The summons, issued on Tuesday by the Eastern District of New York, is in response to a class-action suit filed by ‘Sikhs for Justice’, a pro-Khalistan organisation that has in the last couple of years taken to filing cases in international courts against those Indian leaders (the Congress and the Akali Dal) who its feels protected those responsible for atrocities and extra judicial killings of Sikhs. In the recent past the organisation filed similar cases against Punjab Chief Minister Parkash Singh Badal and Union Minister Kamal Nath. Both the cases are pending in appeal.

The suit was filed on the SFJ’s behalf by Mohinder Singh and Jasbir Singh, two riot victims, under the Alien Tort Claims Act (ATCA) and the Torture Victim Protection Act (TVPA). The plaintiffs sought that Ms. Gandhi pay compensatory and punitive damages for her role in shielding Kamal Nath, Sajjan Kumar, Jagdish Tytler and other Congress leaders. The onus is on the SFJ to serve the summons to Ms. Gandhi in person.

Meanwhile, the former Punjab Chief Minister, Capt. Amarinder Singh, reacted to the pro-Khalistan group’s action by calling it an act of mala fide intention to seek cheap publicity. The accused, he said, were being tried in Indian courts and it defied logic to complain against someone who was not in government when the riots took place. Ms. Gandhi also did not have authority to punish the accused, he said in a statement.
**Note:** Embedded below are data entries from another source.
PR #848, opened 2021-05-14
EVAKA-4176: updated occupancy calculation in unit view

Joosakur:

### DIFF
--- a/service/src/integrationTest/kotlin/fi/espoo/evaka/ChildBuilder.kt
+++ b/service/src/integrationTest/kotlin/fi/espoo/evaka/ChildBuilder.kt
@@ -1,13 +1,17 @@
 package fi.espoo.evaka
 
 import fi.espoo.evaka.application.ApplicationStatus
+import fi.espoo.evaka.daycare.service.AbsenceType
+import fi.espoo.evaka.daycare.service.CareType
 import fi.espoo.evaka.placement.PlacementType
 import fi.espoo.evaka.shared.db.Database
 import fi.espoo.evaka.shared.dev.DevAssistanceNeed
 import fi.espoo.evaka.shared.dev.DevChild
 import fi.espoo.evaka.shared.dev.DevPerson
+import fi.espoo.evaka.shared.dev.insertTestAbsence
 import fi.espoo.evaka.shared.dev.insertTestApplication
 import fi.espoo.evaka.shared.dev.insertTestAssistanceNeed
+import fi.espoo.evaka.shared.dev.insertTestBackUpCare
 import fi.espoo.evaka.shared.dev.insertTestChild
 import fi.espoo.evaka.shared.dev.insertTestDaycareGroupPlacement
 import fi.espoo.evaka.shared.dev.insertTestNewServiceNeed
@@ -37,7 +41,9 @@ class ChildBuilder(
     ) {
         fun hasAssistanceNeed() = AssistanceNeedBuilder(tx, today, this)
         fun hasPlacementPlan() = PlacementPlanBuilder(tx, today, this)
+        fun hasBackupCare() = BackupCareBuilder(tx, today, this)
         fun hasPlacement() = PlacementBuilder(tx, today, this)
+        fun hasAbsence() = AbsenceBuilder(tx, today, this)
     }
 
     class AssistanceNeedBuilder(
@@ -55,7 +61,7 @@ class ChildBuilder(
         fun toDay(day: Int) = this.apply { this.to = day }
         fun createdBy(employeeId: UUID) = this.apply { this.employeeId = employeeId }
 
-        fun execAndDone(): ChildFixture {
+        fun execAndReturn(): ChildFixture {
             tx.insertTestAssistanceNeed(
                 DevAssistanceNeed(
                     childId = childFixture.childId,
@@ -69,6 +75,41 @@ class ChildBuilder(
         }
     }
 
+    class AbsenceBuilder(
+        private val tx: Database.Transaction,
+        private val today: LocalDate,
+        private val childFixture: ChildFixture
+    ) {
+        private var day: Int = 0
+        private var type: AbsenceType? = null
+        private var careTypes: List<CareType>? = null
+
+        fun onDay(day: Int) = this.apply { this.day = day }
+        fun ofType(type: AbsenceType) = this.apply { this.type = type }
+        fun forCareTypes(vararg careTypes: CareType) = this.apply { this.careTypes = careTypes.asList() }
+
+        private fun exec() {
+            careTypes?.forEach { careType ->
+                tx.insertTestAbsence(
+                    childId = childFixture.childId,
+                    date = today.plusDays(day.toLong()),
+                    absenceType = type ?: throw IllegalStateException("absence type not set"),
+                    careType = careType
+                )
+            } ?: throw IllegalStateException("care types not set")
+        }
+
+        fun execAndReturn(): ChildFixture {
+            exec()
+            return childFixture
+        }
+
+        fun andAnother(): AbsenceBuilder {
+            exec()
+            return AbsenceBuilder(tx, today, childFixture)
+        }
+    }
+
     class PlacementPlanBuilder(
         private val tx: Database.Transaction,
         private val today: LocalDate,
@@ -78,13 +119,15 @@ class ChildBuilder(
         private var type: PlacementType? = null
         private var from: Int = 0
         private var to: Int = 0
+        private var deleted = false
 
         fun toUnit(id: UUID) = this.apply { this.unitId = id }
         fun ofType(type: PlacementType) = this.apply { this.type = type }
         fun fromDay(day: Int) = this.apply { this.from = day }
         fun toDay(day: Int) = this.apply { this.to = day }
+        fun asDeleted() = this.apply { this.deleted = true }
 
-        fun execAndDone(): ChildFixture {
+        fun execAndReturn(): ChildFixture {
             val applicationGuardianId = tx.insertTestPerson(DevPerson())
             val applicationId = tx.insertTestApplication(
                 guardianId = applicationGuardianId,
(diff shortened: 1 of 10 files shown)


service/src/integrationTest/kotlin/fi/espoo/evaka/ChildBuilder.kt
```diff
@@ -0,0 +1,280 @@
...
+    private val today: LocalDate
+) {
+    fun childOfAge(years: Int, months: Int = 0, days: Int = 0): ChildFixture {
+        val dob = today.minusYears(years.toLong()).minusMonths(months.toLong()).minusDays(days.toLong())
+        val childId = tx.insertTestPerson(DevPerson(dateOfBirth = dob))
+        tx.insertTestChild(DevChild(childId))
+        return ChildFixture(tx, today, childId)
+    }
+
+    class ChildFixture(
```
jaahon, line 37: If the idea is to not use these classes directly (i.e. calling `ChildBuilder.ChildFixture(...)`) then the constructors shouldn't be public in my opinion.

service/src/integrationTest/kotlin/fi/espoo/evaka/ChildBuilder.kt
```diff
@@ -0,0 +1,280 @@
...
+        fun withFactor(factor: Double) = this.apply { this.factor = factor }
+        fun fromDay(day: Int) = this.apply { this.from = day }
+        fun toDay(day: Int) = this.apply { this.to = day }
+        fun createdBy(employeeId: UUID) = this.apply { this.employeeId = employeeId }
+
+        fun execAndReturn(): ChildFixture {
+            tx.insertTestAssistanceNeed(
+                DevAssistanceNeed(
+                    childId = childFixture.childId,
+                    updatedBy = employeeId ?: throw IllegalStateException("createdBy not set"),
```
jaahon, line 68: Instead of throwing here, why not pass the `employeeId` as a parameter to this function?

service/src/integrationTest/kotlin/fi/espoo/evaka/ChildBuilder.kt
```diff
@@ -0,0 +1,280 @@
...
+        tx.insertTestChild(DevChild(childId))
+        return ChildFixture(tx, today, childId)
+    }
+
+    class ChildFixture(
+        private val tx: Database.Transaction,
+        private val today: LocalDate,
+        val childId: UUID
+    ) {
+        fun hasAssistanceNeed() = AssistanceNeedBuilder(tx, today, this)
```
jaahon, line 42: Maybe some other name would be better? Like `withAssistanceNeed` or `addAssistanceNeed`.

service/src/integrationTest/kotlin/fi/espoo/evaka/ChildBuilder.kt
```diff
@@ -0,0 +1,280 @@
...
+        private var factor: Double = 1.0
+        private var from: Int = 0
+        private var to: Int = 0
+
+        fun withFactor(factor: Double) = this.apply { this.factor = factor }
+        fun fromDay(day: Int) = this.apply { this.from = day }
+        fun toDay(day: Int) = this.apply { this.to = day }
+        fun createdBy(employeeId: UUID) = this.apply { this.employeeId = employeeId }
+
+        fun execAndReturn(): ChildFixture {
```
jaahon, line 64: I think `save`, `persist` or something like that would describe the intent better then `exec`. I also think that the `AndReturn` part is kind of redundant as well.

service/src/integrationTest/kotlin/fi/espoo/evaka/ChildBuilder.kt
```diff
@@ -0,0 +1,280 @@
...
+        private var unitId: UUID? = null
+        private var type: PlacementType? = null
+        private var from: Int = 0
+        private var to: Int = 0
+        private var deleted = false
+
+        fun toUnit(id: UUID) = this.apply { this.unitId = id }
+        fun ofType(type: PlacementType) = this.apply { this.type = type }
+        fun fromDay(day: Int) = this.apply { this.from = day }
+        fun toDay(day: Int) = this.apply { this.to = day }
```
jaahon, line 127: I don't think this is a very obvious API.

service/src/integrationTest/kotlin/fi/espoo/evaka/ChildBuilder.kt
```diff
@@ -0,0 +1,280 @@
...
+        private val today: LocalDate,
+        val childFixture: ChildFixture,
+        val placementId: UUID,
+        val placementPeriod: FiniteDateRange
+    ) {
+        fun withGroupPlacement() = GroupPlacementBuilder(tx, today, this)
+
+        fun withServiceNeed() = ServiceNeedBuilder(tx, today, this)
+
+        fun returnFromPlacement() = childFixture
```
jaahon, line 225: Seems unnecessarily low level having to manually jump between "fixtures".

jaahon (commented):
Here's my two cents on the builders and their API. Overall I like the idea! I'll look through the occupancy stuff separately.

service/src/integrationTest/kotlin/fi/espoo/evaka/ChildBuilder.kt
Joosakur: Yeah `add` could work. I reserved `with` for hierarchical chaining, e.g. `add` placement `with` service need.

service/src/integrationTest/kotlin/fi/espoo/evaka/ChildBuilder.kt
Joosakur: Maybe change to LocalDate and add these relative ones as overloads? Renaming to fromRelativeDay would be more explicit but the line lengths would become a problem.

service/src/integrationTest/kotlin/fi/espoo/evaka/ChildBuilder.kt
jaahon: Well, there _is_ a hierarchy between children and their placements 😄

service/src/integrationTest/kotlin/fi/espoo/evaka/ChildBuilder.kt
Joosakur: Yeah +1 for `save` over `exec`. 

For placements the return part is important because you may want to add some stuff related to the placement before returning
```
.addPlacement() ... .save()
   .withServiceNeed() ... .saveAndReturn()
   .withGroupPlacement() ... .saveAndReturn()
  .return()
.addPlacement() ...
```
In most cases there is no next level though so saving without returning is not necessary. My thought was that this way the API is nevertheless more consistent, but maybe there's some better option.. Maybe `save` should return by default since that is most common and then have some other function name for the special case of `save and then add some child entities to this`.

service/src/integrationTest/kotlin/fi/espoo/evaka/ChildBuilder.kt
Joosakur: maybe my other comment related to this also answers this one

service/src/integrationTest/kotlin/fi/espoo/evaka/ChildBuilder.kt
Joosakur: hmm this one I did not understand

service/src/integrationTest/kotlin/fi/espoo/evaka/ChildBuilder.kt
Joosakur: Hah well thats true.. But if it was 
```
child
   .withAbsence() ...
   .withPlacement() ...
      .withServiceNeed() ...
```
then without indentation it would not be clear that service need is child of placement but placement is not child of absence.

Hmm how about this?
```
child
   .addAbsence() ... .save()
   .addPlacement() ... .save()
   .addPlacement() ... .save { placement ->
      placement.addServiceNeed() ... save()
      placement.addGroupPlacement() ... save()
   }
   .addAssistanceNeed() ... .save()
```
Then for the sake of consistency the child save maybe should also take a block function, but maybe it's ok to handle root level differently.

service/src/integrationTest/kotlin/fi/espoo/evaka/occupancy/OccupancyTest.kt
```diff
@@ -0,0 +1,542 @@
...
+            assertEquals(daycareInArea1, occupancyValues[0].key.unitId)
+            assertEquals(2, occupancyValues[0].occupancies.size)
+            assertEquals(1.75, occupancyValues[0].occupancies[period.start]!!.sum)
+            assertEquals(1.0, occupancyValues[0].occupancies[period.end]!!.sum)
+            assertEquals(1, occupancyValues[0].occupancies[period.start]!!.headcount)
+            assertEquals(1, occupancyValues[0].occupancies[period.end]!!.headcount)
+            assertEquals(6.0, occupancyValues[0].occupancies[period.start]!!.caretakers)
+            assertEquals(6.0, occupancyValues[0].occupancies[period.end]!!.caretakers)
+            assertEquals(4.2, occupancyValues[0].occupancies[period.start]!!.percentage)
+            assertEquals(2.4, occupancyValues[0].occupancies[period.end]!!.percentage)
```
jaahon, line 113: With all these assertions I feel it would be simpler to just do `assertEquals(listOf(...), occupancyValues)` 😄

jaahon (approved):
Apart from some of the assertations being a bit hard to read, everything looks good. I'll just approve this so you can merge when you're happy with everything.

service/src/integrationTest/kotlin/fi/espoo/evaka/ChildBuilder.kt
jaahon: I think that's a good idea. Another possible solution would be to make `addServiceNeed` a part of `PlacementBuilder` and "saving" the service need would just store a callback that persists the service need in `PlacementBuilder` that would be called after the placement is persisted. So things would be written to the database only when the whole "building process" is done.

Joosakur:
Redesigned the API based on discussions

The SFJ’s legal adviser, Gurpatwant Singh Pannun, told The Hindu over phone from New York that they would serve the summons to Ms. Gandhi either at the Indian Overseas Congress (a branch of the Congress party) office in New York or at the U.N. Hague Service Convention in New Delhi, as both India and the U.S. are signatories to the Convention on the Service Abroad of Judicial and Extrajudicial Documents in Civil or Commercial Matters. “The law suit is aimed at raising awareness in the international community about denial of justice to the victims and is a means of holding the parties in power accountable for gross violation of human rights against Sikhs,” he said.